Dans l'accord ayant permis son départ et élaboré difficilement par les monarchies arabes du Golfe, Ali Abdallah Saleh a joui de l'immunité pour sa personne et les membres de sa famille. L'ex-président a refusé de s'exiler et est resté à la tête de son parti, le Congrès populaire général (CPG), auquel appartient aussi son successeur.
Un homme de plus en plus autoritaire, un "tyran"
Selon Laurent Bonnefoy, chercheur CNRS au Ceri/Sciences Po à Paris, Ali Abdallah Saleh, qui est père de quatorze enfants (cinq garçons et neuf filles) avait notamment pour objectif "de préserver sa capacité de nuisance et son pouvoir, en particulier la possibilité pour son fils Ahmed Ali, résidant aux Émirats arabes unis, d'émerger en tant qu'alternative politique".
Trapu, regard perçant et moustache fine, l’ancien président yéménite a été un partenaire très proche des États-Unis dans la lutte contre Al-Qaïda dans la Péninsule arabique (Aqpa), considérée par Washington comme la branche la plus dangereuse du réseau jihadiste.
Des câbles diplomatiques publiés par WikiLeaks ont révélé un homme de plus en plus autoritaire. Un conseiller du président Hadi qualifiait ainsi Ali Abdallah Saleh de "tyran". Les Houthis "sont des marionnettes aux mains de Saleh, qu'il utilise comme il utilise Al-Qaïda", avait affirmé ce conseiller, Yassine Makkawi.

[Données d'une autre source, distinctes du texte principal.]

PR #419, opened 2021-05-04
fix(parser): Improve types for parser.py

carlos-alberto:
When attempting to use the parse function we noticed we were getting
error messages like:

    Value of type variable "Model" of "parse" cannot be "Type[UserModel]"

Further investigation (using the example shown at
https://awslabs.github.io/aws-lambda-powertools-python/latest/utilities/parser/#envelopes)
showed that the types were incorrect for the example. The function
signatures were expecting an instance of `Model`, however the example
(and code) seemeed to expect a `Type[Model]`.

Similarly the signatures were expecting an optional instance of an
Envelope, but the code allows for either an instance or a Type.

Finally, added a `TypeVar` for the decorator, specifying that the
event_parser` decorator returns the same type as the handler used.

## Description of changes:

Fix type signatures of parser.py

**Checklist**

 

* [ ] Update tests
* [x] Update docs

## Breaking change checklist

**RFC issue #**:

### DIFF
--- a/aws_lambda_powertools/utilities/parser/parser.py
+++ b/aws_lambda_powertools/utilities/parser/parser.py
@@ -1,5 +1,5 @@
 import logging
-from typing import Any, Callable, Dict, Optional
+from typing import Any, Callable, Dict, Optional, Type, TypeVar, Union
 
 from ...middleware_factory import lambda_handler_decorator
 from ..typing import LambdaContext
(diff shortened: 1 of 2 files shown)


heitorlessa:
This is awesome @carlos-alberto!

Thanks a lot for taking time to make your first contribution.

@pcolazurdo in case you have some cycles to review.

I'm working on the new event handler docs and can look into this next. Either way, this can make into this week's release

pcolazurdo:
As @heitorlessa said, thank you for your contribution @carlos-alberto - The code changes seems ok to me, thanks for catching these, including the mistake in the documentation. 
Reflecting on this, it looks like we should add some mypy tests coverage too, to capture these in the future. Thoughts?

heitorlessa:
> Reflecting on this, it looks like we should add some mypy tests coverage too, to capture these in the future. Thoughts?

@pcolazurdo 100%. It's something we wanted to do, including fixing all other MyPy issues across the code base. I hadn't done that for largely 2 reasons: 1/ Bandwidth, 2/ MyPy has some false positives and need to wrestle with config and learn how to "tame" it before adding in the CI, since that would block some contributions for the unfamiliar with it.

Merging this now, thanks a lot to both of you!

Un rapport d'experts remis en février 2015 au Conseil de sécurité de l'ONU a par ailleurs affirmé que Saleh avait accumulé, grâce à la corruption, une fortune estimée entre 32 et 60 milliards de dollars, alors que le Yémen est l'un des pays les plus pauvres du monde arabe. Il faisait l'objet de sanctions ciblées des Nations unies (gel d'avoirs et interdiction de voyage).